(Beginning of GIVEN DATA)
PR #9873, opened 2023-12-01
feat(cirrus): Api docs for Cirrus

### LINKED ISSUE #8389: Generate static docs for the api
FastApi autogenerates the docs for us (swagger) /docs and /redocs, we want to store these docs statically. Add a make command too that if there are any updates or differences, generate the docs again,

┆Issue is synchronized with this [Jira Task](https://mozilla-hub.atlassian.net/browse/EXP-3218)

yashikakhurana:
Because

- We want to have static docs for the Cirrus's Api

This commit

- Generates api doc in `html` format whenever `openapi.json` gets updated
- Screenshot
Screenshot 2023-12-01 at 10 13 29 AM

Fixes #8389


jaredlockhart (approved):
Awesome!!!  Some followups to consider:

* Linking to this from the README in Cirrus or maybe even the top level one? (Although I think we should reorganize this at some point so the top level one is more about Nimbus and move the Experimenter specific docs down a level, maybe we can do that as part of moving experimenter-docs in?)
* Set up the tasks we have for the other doc generator that checks for differences in PRs [like this](https://github.com/mozilla/experimenter/blob/main/Makefile#L38-L39)?

But yeah this is awesome thnx @yashikakhurana 🎉

PR #9894, opened 2023-12-04
chore(Cirrus): pin rust version in cirrus dockerfile

### LINKED ISSUE #9893: Hard code rust version in Cirrus Dockerfile
We presently declare the `rust:buster` as the base image for the Cirrus image, however this will always take the latest version of Rust which may introduce unanticipated bugs with no code changes.  We should explicitly declare a version and then we can explicitly bump it when we need to and address any possible bugs there.

┆Issue is synchronized with this [Jira Task](https://mozilla-hub.atlassian.net/browse/EXP-4121)

jaredlockhart:
Because

* We inherit from a rust base image in the Cirrus docker image
* We did not specify a pinned version
* This can cause updates to the base image to break our build without any code changes

This commit

* Pins the rust base image to 1.74.0

fixes #9893

### DIFF
--- a/cirrus/server/Dockerfile
+++ b/cirrus/server/Dockerfile
@@ -1,5 +1,5 @@
 # First stage: Build the Rust components
-FROM rust:buster AS rust-builder
+FROM rust:1.74.0-buster AS rust-builder
 
 RUN update-ca-certificates
 


yashikakhurana (approved):
good point, thanks @jaredlockhart

Issue #9857, opened 2023-11-29
Validate FML-based apps with versioned features in the API


data-sync-user:
Once Feature Versioning ([https://github.com/mozilla/experimenter/issues/9810](https://github.com/mozilla/experimenter/issues/9810|smart-link) ) is complete, we can use the same machinery to determine the versions we should use to validate FML-based apps (all non-desktop apps; android, ios, cirrus).

┆Issue is synchronized with this [Jira Task](https://mozilla-hub.atlassian.net/browse/EXP-4089)

data-sync-user:
➤ Elise Richards commented:

https://github.com/mozilla/experimenter/issues/9810 ( https://github.com/mozilla/experimenter/issues/9810|smart-link )  is done, so this is now unblocked 👍

data-sync-user:
➤ Elise Richards commented:

NimbusFmlLoader logic changes: https://github.com/mozilla/experimenter/pull/9896 ( https://github.com/mozilla/experimenter/pull/9896|smart-link )

data-sync-user:
➤ Elise Richards commented:

Refactor for NimbusFmlLoader: https://github.com/mozilla/experimenter/pull/9897 ( https://github.com/mozilla/experimenter/pull/9897|smart-link )

data-sync-user:
➤ Elise Richards commented:

Serializer changes: https://github.com/mozilla/experimenter/pull/9912 ( https://github.com/mozilla/experimenter/pull/9912|smart-link )

PR #9896, opened 2023-12-05
For #9857 feat(nimbus): Add feature versioning to NimbusFmlLoader

eliserichards:
According to [The Big O of Code Reviews](https://www.egorand.dev/the-big-o-of-code-reviews/), this is a O(_n_) change.

Because...

- We want to fetch FML errors for the different versions of the FML that are being targeted

This commit...

- Changes the `NimbusFmlLoader` so that it accepts a version that it can use to check for errors
- Sets it up so that we can loop through versions in the serialization instead of looping through the versions in the loader itself (this is why the `_get_fml_clients` method is removed -- there is a client for each version, but if we only do one version at a time this method is unnecessary)

**This commit does not**

- Do anything with serialization (see PR #TBD)
- Make any refactorings that would interfere with the ease of reviewing (see PR #TBD)

For #9857


experimenter/experimenter/features/manifests/nimbus_fml_loader.py
```diff
@@ -24,55 +26,49 @@ def __init__(self, application: str, channel: str):
...
+                return None
         else:
             logger.error(
                 "Nimbus FML Loader: Invalid application. Failed to get local "
                 "feature manifest."
             )
         return None
 
-    # Todo: Add versioning https://mozilla-hub.atlassian.net/browse/EXP-3875
-    def _get_fml_clients(self) -> list[FmlClient]:
```
eliserichards, line 41: No longer necessary since we will handle only one version at a time in the loader.

brennie (approved):

jaredlockhart:
@eliserichards +95 −143 🧁 🧁 🧁 🧁 🧁

eliserichards:
It's failing on `DEMO_APP` tests since there are no `fml.yaml` files. Adding a check to prevent this 👍

PR #9908, opened 2023-12-06
Remove property checks from PDF targeting

bytesized:
Although checking for the presence of properties using "in" doesn't seem to cause any kind of parsing error, it also never seems to evaluate to true.

Because

- "Default PDF handler is a different browser" Advanced Targeting always seems to evaluate to `false`

This commit

- Removes property checks from the PDF targeting definition.

Fixes [Bug 1868553](https://bugzilla.mozilla.org/show_bug.cgi?id=1868553)


bytesized:
I did a bit more testing this time around, and it seems that this returns `null` on non-Windows. Is that okay? Will that be equivalent to `false`?

brennie:
> I did a bit more testing this time around, and it seems that this returns `null` on non-Windows. Is that okay? Will that be equivalent to `false`?

On desktop, [we coerce everything to a boolean](https://searchfox.org/mozilla-central/rev/16526d690cccc9c60cacf09cc08e2c3041ef884e/toolkit/components/nimbus/lib/RemoteSettingsExperimentLoader.sys.mjs#561-573), so returning `null` will be fine :)

brennie (approved):

Issue #9860, opened 2023-11-29
Ingest Pairwise Branch Comparisons Results into Experimenter


data-sync-user:
Ingest results with pairwise branch comparisons into Experimenter. We may need to change how ingestion works depending on where assumptions are made about a fixed reference branch. We will also likely need to change the data format so that the UI can more easily switch between branches without doing filtering on deeply nested results.

┆Issue is synchronized with this [Jira Task](https://mozilla-hub.atlassian.net/browse/EXP-4093)

PR #9921, opened 2023-12-07
chore(nimbus): refactor jetstream client with type hints etc

mikewilli:
related to #9860 

O(1) or O(n)?

Because

- I wanted to more easily see what objects were being passed around during results ingestions

This commit

- Adds more type hints
- refactors schema objects to leverage the schemas package

no fixes yet


jaredlockhart:
Hey neat!!  And pyright is actually kicking into action!!

```py
  /experimenter/experimenter/jetstream/models.py:229:69 - error: "slug" is not a known member of "None" (reportOptionalMemberAccess)
```

🎉 🎉 🎉 🎉 

Pyright can't really help us with Django code but we can still use it in other parts of the code that are more isolated, like the Jetstream handling, the manifesttool, etc.  So I like this trend!

jaredlockhart:
And yeah exactly, the types represent the state all the way from when the experiment is created, at which time `reference_branch` CAN be `None` but not by the time we get here.  I've imagined ways we could represent that more clearly, ie having different types depending on what state it's in, but that's not very well representable using Python typing.  Rust on the other hand....

experimenter/experimenter/jetstream/models.py
```diff
@@ -70,17 +80,12 @@ class Group:
...
-    metric: str = None
-    branch: str = None
-    statistic: str = None
-    window_index: str = None
-    comparison: str = None
-    segment: str = Segment.ALL
-    analysis_basis: str = AnalysisBasis.ENROLLMENTS
+class JetstreamDataPoint(JetstreamStatisticResult):
+    """
+    Same as the mozilla-nimbus-schemas `Statistic` but sets a default analysis_basis.
```
brennie, line 85: Python docstrings should begin on the `"""` line.

mikewilli: Yea, but then it goes over the 90-character line length. I guess I could edit the sentence to make it a few characters shorter.

experimenter/experimenter/jetstream/models.py
```diff
@@ -1,7 +1,17 @@
 from typing import Any, Dict, List
 
+from mozilla_nimbus_schemas.jetstream import AnalysisBasis
+from mozilla_nimbus_schemas.jetstream import Statistic as JetstreamStatisticResult
 from pydantic import BaseModel, create_model
 
+from experimenter.experiments.models import NimbusExperiment
+
+
+class AnalysisWindow:
```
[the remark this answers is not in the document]
mikewilli: Yea good call out. The goal of the PR was not a comprehensive refactor, but merely to check in the code that I had changed while figuring out what needed to be changed for pairwise branch comparisons. However, I appreciate the suggestions and think that at least some of these (like this one!) are worth addressing now.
(End of GIVEN DATA)
* _WHAT NEEDS TO BE DONE_
Only the lines from the beginning of the material through the line with "moving experimenter-docs in?)" should appear in the answer, each copied exactly.

* _PROBLEM SOLUTION_
PR #9873, opened 2023-12-01
feat(cirrus): Api docs for Cirrus

### LINKED ISSUE #8389: Generate static docs for the api
FastApi autogenerates the docs for us (swagger) /docs and /redocs, we want to store these docs statically. Add a make command too that if there are any updates or differences, generate the docs again,

┆Issue is synchronized with this [Jira Task](https://mozilla-hub.atlassian.net/browse/EXP-3218)

yashikakhurana:
Because

- We want to have static docs for the Cirrus's Api

This commit

- Generates api doc in `html` format whenever `openapi.json` gets updated
- Screenshot
Screenshot 2023-12-01 at 10 13 29 AM

Fixes #8389


jaredlockhart (approved):
Awesome!!!  Some followups to consider:

* Linking to this from the README in Cirrus or maybe even the top level one? (Although I think we should reorganize this at some point so the top level one is more about Nimbus and move the Experimenter specific docs down a level, maybe we can do that as part of moving experimenter-docs in?)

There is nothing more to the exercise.